### Task instructions
Each entry must be reproduced precisely as it stands.

### Listed records
[Start of Attachment]

PR #10689, opened 2026-09-11
Add application level token exchange scope restriction configuration to Console

RovinKYK:
## Purpose

Let administrators configure the token exchange scope restriction for federated subject tokens from the Console.

Related issue: https://github.com/wso2/product-is/issues/28406

## Description

Adds a Token Exchange section to the OIDC protocol settings, rendered only when the token exchange grant is selected.

- `showTokenExchangeFields` is derived from the selected grant types and keeps the section hidden otherwise.
- The `tokenExchangeRestrictScopeIssuanceForFederatedTokens` checkbox is unchecked by default and is only included in the submit payload while the section is visible.
- Adds the field to the OIDC inbound model, and the label and hint copy to the i18n namespace and `en-US` translations.

Existing applications show the checkbox unchecked, matching the permissive backend default.

### DIFF
--- a/features/admin.applications.v1/components/forms/inbound-oidc-form.tsx
+++ b/features/admin.applications.v1/components/forms/inbound-oidc-form.tsx
@@ -388,6 +388,7 @@ export const InboundOIDCForm: FunctionComponent<InboundOIDCFormPropsInterface> =
     const notificationChannels: MutableRefObject<HTMLDivElement> = useRef<HTMLDivElement>();
     const cibaSkipUserValidation: MutableRefObject<HTMLElement> = useRef<HTMLElement>();
     const cibaAllowFederatedUsers: MutableRefObject<HTMLElement> = useRef<HTMLElement>();
+    const tokenExchangeRestrictScopeIssuanceForFederatedTokens: MutableRefObject<HTMLElement> = useRef<HTMLElement>();
 
     const [ isSPAApplication, setSPAApplication ] = useState<boolean>(false);
     const [ isOIDCWebApplication, setOIDCWebApplication ] = useState<boolean>(false);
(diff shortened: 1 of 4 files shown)


features/admin.applications.v1/components/forms/inbound-oidc-form.tsx
```diff
@@ -3082,6 +3100,46 @@ export const InboundOIDCForm: FunctionComponent<InboundOIDCFormPropsInterface> =
                 )
             }
 
+            {
+                showTokenExchangeFields && (
```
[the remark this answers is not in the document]
RovinKYK: Token exchange isn't an allowed grant for the SPA template, so the checkbox never renders on that path and there's nothing to serialize.

features/admin.applications.v1/models/application-inbound.ts
```diff
@@ -210,6 +210,13 @@ interface CIBAAuthenticationConfigurationInterface {
     skipUserValidation?: boolean;
 }
 
+/**
+ * Token exchange related properties.
+ */
+interface TokenExchangeConfigurationInterface {
+    restrictScopeIssuanceForFederatedTokens?: boolean;
```
pavinduLakshan, line 220: shall we add a doc comment to explain the property for better readability?

modules/i18n/src/translations/en-US/portals/applications.ts
```diff
@@ -1971,6 +1971,14 @@ export const applications: ApplicationsNS = {
                         label: "Allow federated users"
                     },
                     heading: "Client Initiated Backchannel Authentication"
+                },
+                tokenExchange: {
+                    heading: "Token Exchange",
+                    restrictScopeIssuanceForFederatedTokens: {
+                        hint: "When enabled, the server does not issue scopes for tokens obtained " +
+                            "by exchanging a federated token.",
+                        label: "Restrict scope issuance for federated tokens"
```
pavinduLakshan, line 1980: Shall we include the token exchange related detail in the label too?

pavinduLakshan (commented):
Let's add the changeset

modules/i18n/src/translations/en-US/portals/applications.ts
RovinKYK: This is not added to the label as the checkbox appears under the token exchange header.

features/admin.applications.v1/models/application-inbound.ts
RovinKYK: Added a comment.

pavinduLakshan (approved):

RovinKYK:
## Updated UI
Screenshot 2026-09-23 at 10 51 38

[End of Attachment]

### Reply to the exercise
PR #10689, opened 2026-09-11
Add application level token exchange scope restriction configuration to Console

RovinKYK:
## Purpose

Let administrators configure the token exchange scope restriction for federated subject tokens from the Console.

Related issue: https://github.com/wso2/product-is/issues/28406

## Description

Adds a Token Exchange section to the OIDC protocol settings, rendered only when the token exchange grant is selected.

- `showTokenExchangeFields` is derived from the selected grant types and keeps the section hidden otherwise.
- The `tokenExchangeRestrictScopeIssuanceForFederatedTokens` checkbox is unchecked by default and is only included in the submit payload while the section is visible.
- Adds the field to the OIDC inbound model, and the label and hint copy to the i18n namespace and `en-US` translations.

Existing applications show the checkbox unchecked, matching the permissive backend default.

### DIFF
--- a/features/admin.applications.v1/components/forms/inbound-oidc-form.tsx
+++ b/features/admin.applications.v1/components/forms/inbound-oidc-form.tsx
@@ -388,6 +388,7 @@ export const InboundOIDCForm: FunctionComponent<InboundOIDCFormPropsInterface> =
     const notificationChannels: MutableRefObject<HTMLDivElement> = useRef<HTMLDivElement>();
     const cibaSkipUserValidation: MutableRefObject<HTMLElement> = useRef<HTMLElement>();
     const cibaAllowFederatedUsers: MutableRefObject<HTMLElement> = useRef<HTMLElement>();
+    const tokenExchangeRestrictScopeIssuanceForFederatedTokens: MutableRefObject<HTMLElement> = useRef<HTMLElement>();
 
     const [ isSPAApplication, setSPAApplication ] = useState<boolean>(false);
     const [ isOIDCWebApplication, setOIDCWebApplication ] = useState<boolean>(false);
(diff shortened: 1 of 4 files shown)


features/admin.applications.v1/components/forms/inbound-oidc-form.tsx
```diff
@@ -3082,6 +3100,46 @@ export const InboundOIDCForm: FunctionComponent<InboundOIDCFormPropsInterface> =
                 )
             }
 
+            {
+                showTokenExchangeFields && (
```
[the remark this answers is not in the document]
RovinKYK: Token exchange isn't an allowed grant for the SPA template, so the checkbox never renders on that path and there's nothing to serialize.

features/admin.applications.v1/models/application-inbound.ts
```diff
@@ -210,6 +210,13 @@ interface CIBAAuthenticationConfigurationInterface {
     skipUserValidation?: boolean;
 }
 
+/**
+ * Token exchange related properties.
+ */
+interface TokenExchangeConfigurationInterface {
+    restrictScopeIssuanceForFederatedTokens?: boolean;
```
pavinduLakshan, line 220: shall we add a doc comment to explain the property for better readability?

modules/i18n/src/translations/en-US/portals/applications.ts
```diff
@@ -1971,6 +1971,14 @@ export const applications: ApplicationsNS = {
                         label: "Allow federated users"
                     },
                     heading: "Client Initiated Backchannel Authentication"
+                },
+                tokenExchange: {
+                    heading: "Token Exchange",
+                    restrictScopeIssuanceForFederatedTokens: {
+                        hint: "When enabled, the server does not issue scopes for tokens obtained " +
+                            "by exchanging a federated token.",
+                        label: "Restrict scope issuance for federated tokens"
```
pavinduLakshan, line 1980: Shall we include the token exchange related detail in the label too?

pavinduLakshan (commented):
Let's add the changeset

modules/i18n/src/translations/en-US/portals/applications.ts
RovinKYK: This is not added to the label as the checkbox appears under the token exchange header.

features/admin.applications.v1/models/application-inbound.ts
RovinKYK: Added a comment.

pavinduLakshan (approved):

RovinKYK:
## Updated UI
Screenshot 2026-09-23 at 10 51 38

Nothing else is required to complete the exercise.